[Collected data entries]
PR #1077, opened 2016-05-13
Update Ceph roles used

### LINKED ISSUE #1071: Incorrect ceph role is being pulled down

git-harry:
Update the names of the Ceph roles used to correctly reference them with
their Ansible Galaxy names.

The roles ceph-mon and ceph-osd have a dependency of ceph.ceph-common.
This was originally ceph-common but was changed to allow the roles to be
uploaded to Ansible Galaxy. ansible-role-requirements.yml was specifying
ceph-common and not ceph.ceph-common. This meant that installing
ceph-mon and ceph-osd caused ceph.ceph-common to be downloaded and the
version used was HEAD of the ceph-common master branch instead of the
version specified in ansible-role-requirements.yml. This issue was not
detected for two reasons, firstly because the newer versions of
ceph-common worked with the older versions of ceph-mon and ceph-osd.
Secondly the Ceph role repos are generated using git subtree from a
single shared repo [1] and that process was broken which meant that
changes to the roles were not being published.

To address the above issue this patch updates the role names and SHAs
used.

A clean up task is added to remove the roles downloaded using the
previous names.

[1] https://github.com/ceph/ceph-ansible

Closes #1071

### DIFF
--- a/.gitignore
+++ b/.gitignore
@@ -54,6 +54,6 @@ docs/_build/
 target/
 
 # generated files
-rpcd/playbooks/roles/ceph-common
-rpcd/playbooks/roles/ceph-mon
-rpcd/playbooks/roles/ceph-osd
+rpcd/playbooks/roles/ceph.ceph-common
+rpcd/playbooks/roles/ceph.ceph-mon
+rpcd/playbooks/roles/ceph.ceph-osd
--- a/ansible-role-requirements.yml
+++ b/ansible-role-requirements.yml
@@ -1,9 +1,9 @@
-- name: ceph-common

* _Your task_: Please copy out each line in the entries that mentions the string "using".

* _Result_:
Secondly the Ceph role repos are generated using git subtree from a
A clean up task is added to remove the roles downloaded using the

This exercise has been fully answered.